I peed standing up for a week. The results were messy | by Sarah Miller

By on March 29, 2021 0
Photo by Diana Horloge
Image courtesy of Sarah miller

I pissed like a man all over my bathroom

In my experience, living with a guy means there is pee all over the bathroom. There are exceptions. I ran into a guy I had slept with once and found him peeing while sitting down. His ex-wife had taught him how to get clean. (In Germany it would be called a sitzpinkler.)

I pissed like a man on a road trip

Sometimes guys need to pee like truckers ie in a container on the road. My friend Doris thoughtfully let me pee in the backseat of her car on the way to Napa. Not only that, but she also bought a bottle of peach tea so that I could empty it and then fill it with my urine. I put down a trash bag and sat down with just the edge of my butt on the seat. Then I pulled up my dress and pulled my panties apart to position the GoGirl. My bladder was hesitating, and I didn’t pee much, at least that’s what I thought. Peezy easy. I only noticed a small amount of leakage on the bag.

I got annoyed on my first real test drive.

I pissed like a man in the men’s bathroom

I went to a Pride event at the California Academy of Sciences. I was wearing a hot pink wig and a short dress when I made my way to the men’s bathroom to use my GoGirl. I waited for a free urinal and got my things done.
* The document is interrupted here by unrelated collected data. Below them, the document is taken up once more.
PR #6527, opened 2023-03-30
VPN-2991: make timer consistent for iOS

mcleinman:
## Description

`Controller::connected(const QString& pubkey, const QDateTime& connectionTimestamp)` sets the home screen's countup timer to the time since the `connectionTimestamp` (`m_connectedTimeInUTC = connectionTimestamp;`). If that timestamp isn't passed to it or isn't valid, it calls `Controller::resetConnectedTime`, which then sets the start time to the current time (`m_connectedTimeInUTC = QDateTime::currentDateTimeUtc();`).

We were using two different timers to determine the connection time to show on the countup for iOS:
- When creating a new connection, the timer’s start date was not provided, and thus it was set by `resetConnectedTime`.
- When re-launching the app with an active connection, the timer’s start date comes from the iOS system. We’ve saved the tunnel to preferences, and we use `tunnel.connection.connectedDate` for the start date. We don’t control that variable, from [Apple documentation](https://developer.apple.com/documentation/networkextension/nevpnconnection/1406140-connecteddate): “This property contains the date and time when the connection status changed to NEVPNStatusConnected after previously being set to NEVPNStatusDisconnected…”

This PR sets passes `tunnel.connection.connectedDate` upon initial connection, so the app now always uses the same time source for this timer.

## Reference

https://mozilla-hub.atlassian.net/browse/VPN-2991

## Checklist
    

src/apps/vpn/platforms/ios/ioscontroller.mm
```diff
@@ -93,10 +93,11 @@
             return;
         }
       }
-      callback:^(BOOL a_connected) {
+      callback:^(BOOL a_connected, NSDate* date) {
+        QDateTime qtDate(QDateTime::fromNSDate(date));
```
bakulf, line 97: What about if date is null. The doc does not cover this scenario. Can you please add an if-stmt and use the current date-time?

bakulf (changes requested):

src/apps/vpn/platforms/ios/ioscontroller.mm
mcleinman: I tested this initially, and just re-checked it. It works as expected - when that Swift optional returns nil, we get null all the way up. 

Then in `Controller::connected`, we hit this forking logic:
```
if (connectionTimestamp.isValid()) {
    m_connectedTimeInUTC = connectionTimestamp;
    emit timeChanged();
    m_timer.start(TIMER_MSEC);
  } else {
    resetConnectedTime();
  }
```
And without a valid timestamp, we get the time from `resetConnectedTime()` - which is where it was coming from (on initial iOS connection) before this PR as well.

oskirby (approved):

bakulf (approved):

PR #6530, opened 2023-03-31
VPN-4491 - Create iOS build job that uses cmake

brizental:
Let's have duplicate jobs until qmake is removed for real.


brizental:
@bakulf @oskirby would one of you mind removing build-ios/debug as a required job and adding build-ios/debug/qmake and /cmake?

bakulf (approved):

PR #6532, opened 2023-03-31
VPN-4493 - Use cmake iOS build on XCode cloud

brizental:


bakulf (commented):
What's the reason to replace mozillavpn with the variable?

ci_scripts/ci_post_clone.sh
```diff
@@ -68,9 +31,48 @@ APP_ID_IOS = org.mozilla.ios.FirefoxVPN
...
+# In previous iterations "Mozilla VPN" didn't use to have a space in it,
+# to avoid the pains of migrations we will just rename here. 
+# This is harmless, but still very hacky.
+WORKSPACE_ROOT="$( cd "$(dirname "$0")/.." ; pwd -P )"
+sed -i.bak -E \
+    -e "s/Mozilla VPN/MozillaVPN/" \
+    "${WORKSPACE_ROOT}/CMakeLists.txt"
+sed -i.bak -E \
+    -e "s/MAIN_TARGET mozillavpn/MAIN_TARGET MozillaVPN/" \
+    "${WORKSPACE_ROOT}/CMakeLists.txt"
```
brizental, line 72: @bakulf this is the reason for replacing `mozillavpn` with the variable. I wanted to make this last replace easier.

bakulf: This can be achieved  using cmake flags.

src/CMakeLists.txt
```diff
@@ -43,30 +45,30 @@ endif()
 include(shared/sources.cmake)
 include(apps/vpn/cmake/sources.cmake)
```
bakulf, line 47: This can be called as you like.

src/apps/vpn/cmake/windows.cmake
```diff
@@ -4,25 +4,25 @@
 
 add_definitions(-DWIN32_LEAN_AND_MEAN)
 
-set_target_properties(mozillavpn PROPERTIES
+set_target_properties(${MAIN_TARGET} PROPERTIES
```
bakulf, line 7: This property values is what you want to change. Not the rest.

bakulf (changes requested):

ci_scripts/ci_post_clone.sh
brizental: I have attempted to achieve this by changing multiple variables listed in https://cmake.org/cmake/help/latest/manual/cmake-variables.7.html and https://cmake.org/cmake/help/latest/manual/cmake-properties.7.html#target-properties without success in either changing the project name or the mozillavpn target name. 

The objective here is to generate an `.xcodeproj` file with the name `MozillaVPN.xcodeproj` and the main scheme to be also `MozillaVPN`. @oskirby @bakulf please let me know if you know how to do this.

src/CMakeLists.txt
brizental: @bakulf I don't understand what you mean by this comment. Would you mind expanding?

src/apps/vpn/cmake/windows.cmake
brizental: Pleaes see my previous comment. I have not had success on changing the XCode scheme name just by changing a target property.

oskirby:
Closing this as it has been superseeded by #6658.
I cannot thank you enough for your contributions on this @brizental, thank you so much!

PR #6534, opened 2023-03-31
Condition threshold should not ignore the full locale code if supported - VPN-4104

bakulf:


birdsarah (approved):
Am I understanding this correctly that the goal here is:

Unfortunately, I didn’t take into account that a urinal is taller than a toilet (24˝ vs. 17˝). When I went to disconnect the extension tube from the funnel, I did not notice that the urine had not drained properly. I peed all over my left leg, my shoe and the floor. There was already pee on the floor.

I pissed like a man after drinking in a bar

My friends and I were looking for single men in the upscale Oakland neighborhoods. We moved into Drexl, a bar with Skee-Ball and a serious lack of toilets. The queue was long and I wanted to take a pee. I dated my GoGirl and a random guy my friend Kitty easily convinced to join me.

No one cared except a smoker, who asked me what I was doing. When I told her we were peeing, she said, “It’s disgusting.” It turns out that smoking is disgusting, so we’re tied.

After completing my last urinating challenge, I looked at the transthetics available to FTMs or gender non-conforming people. I discovered Mr. Fenis and had a serious urge to funnel it. Mr. Fenis, among other options – which IMO says have better names than FUDs (Peecock, Pee-Zee, Mr. Limpy) – is a stand-to-pee device (STP). STPs designed for trans people look like real penises. Mr. Fenis comes in shades of vanilla, olive, beige and chocolate. Like the GoGirl reviews, many reviews say that you are going to pee on yourself a lot using a Mr. Fenis. If I have to pee on myself, I much prefer to do it while taking out a prosthetic penis.